È già capitato, in passato. Ma oggi la situazione è decisamente più grave. Perché la “vacanza” dei giudici coincide con un momento che per due motivi serissimi richiederebbe, al contrario, che la Consulta funzioni a pieno regime. Il primo motivo sono le riforme costituzionali di cui si sta discutendo in Parlamento. La controversa riforma del Senato da sola richiede a gran voce che l’organo di massimo controllo costituzionale sia nel pieno delle sue facoltà e della sua legittimazione.

Il secondo motivo, se vogliamo, è ancora più delicato. La Francia, dopo il terribile attacco jihadista del 13 novembre, sta velocemente modificando la sua Carta fondamentale. Ha già introdotto il diritto per il governo di proclamare l’emergenza nazionale per un periodo di tre mesi e ipotizza la sospensione di alcune garanzie dello Stato di diritto. Nell’Assemblée nationale c’è addirittura chi chiede la reintroduzione della pena di morte, che la Francia aveva abbandonato nel 1981, per chi usa bombe o kalashnikov. Contro i terroristi Parigi aveva usato la ghigliottina per le ultime volte nel 1957, durante la violenta “battaglia d’Algeri”; l’ultima esecuzione invece risale al 1977 e riguardò un rapinatore omicida.
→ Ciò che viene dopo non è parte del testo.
PR #21394, opened 2021-06-23
rpm.eclass: Support EAPI 8, some cleanup

ulm:


eclass/rpm.eclass
```diff
@@ -19,8 +22,8 @@ _RPM_ECLASS=1
 
 inherit estack
 
-case "${EAPI:-0}" in
-	[0-6]) DEPEND=">=app-arch/rpm2targz-9.0.0.3g" ;;
+case ${EAPI} in
+	5|6) DEPEND=">=app-arch/rpm2targz-9.0.0.3g" ;;
 	*) BDEPEND=">=app-arch/rpm2targz-9.0.0.3g" ;;
```
thesamesam, line 27: The >= bound is long-obsolete, we could drop it if we fancy.

eclass/rpm.eclass
```diff
@@ -34,15 +37,16 @@ rpm_unpack() {
 	for a in "$@" ; do
 		echo ">>> Unpacking ${a} to ${PWD}"
 		if [[ ${a} == ./* ]] ; then
-			: nothing to do -- path is local
-		elif [[ ${a} == ${DISTDIR}/* ]] ; then
+			: # nothing to do -- path is local
+		elif [[ ${a} == "${DISTDIR}"/* ]] ; then
 			ewarn 'QA: do not use ${DISTDIR} with rpm_unpack -- it is added for you'
```
thesamesam, line 42: eqawarn? (we're already inheriting eutils too for older EAPIs)

eclass/rpm.eclass
```diff
@@ -90,11 +94,15 @@ rpm_src_unpack() {
...
 # @FUNCTION: rpm_spec_epatch
 # @USAGE: [spec]
+# @DEPRECATED: none
 # @DESCRIPTION:
 # Read the specified spec (defaults to ${PN}.spec) and attempt to apply
 # all the patches listed in it.  If the spec does funky things like moving
 # files around, well this won't handle that.
 rpm_spec_epatch() {
+	# no epatch in EAPI 7 and later
+	[[ ${EAPI} == [56] ]] || die "${FUNCNAME} is banned in EAPI ${EAPI}"
```
thesamesam, line 104: As a minor hint for users:
```suggestion
	[[ ${EAPI} == [56] ]] || die "${FUNCNAME} is banned in EAPI ${EAPI}, use eapply"
```

ulm: No ebuild is using that function, and nobody noticed that it was broken in EAPI 7.
If someone will need it again, it may be revived with eapply. Until then, I'd rather not add any incomplete instructions how to replace it.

In Italia non siamo a questo punto, per fortuna. Eppure va ricordato che negli anni del terrorismo delle Br anche un politico dalla fama di sincero democratico, Ugo La Malfa, chiese l’introduzione della pena capitale. Sarò forse un pessimista. Ma se dopo la Francia – Dio ne scampi – il terrorismo jihadista dovesse colpire anche il nostro Paese, non sono convinto che la nostra classe politica (oggi non nella sua forma migliore) sarebbe in grado di rispondere all’emergenza senza abbandonarsi a misure straordinarie o a dubbie leggi speciali. È per tutto ciò che in tempi burrascosi come questi serve assolutamente che il nostro organo supremo di garanzia costituzionale sia nel pieno della funzionalità.

Strano paese, l’Italia. Sulla questione dei giudici della Consulta mancanti gli unici che sembrano preoccupati di quel che (non) sta accadendo sono, al solito, i radicali. Tutti sembrano infischiarsene. Al momento, lo stesso presidente della Repubblica, Sergio Mattarella, non si è ancora pronunciato sul tema. Il suo predecessore Cossiga, di fronte a uno dei tanti ritardi nella nomina di alcuni giudici costituzionali, raccomandò al Parlamento di accelerare le sedute: ricordò che era uno dei suoi compiti fondamentali e annunciò che, in caso contrario, avrebbe velocemente provveduto a sciogliere le Camere.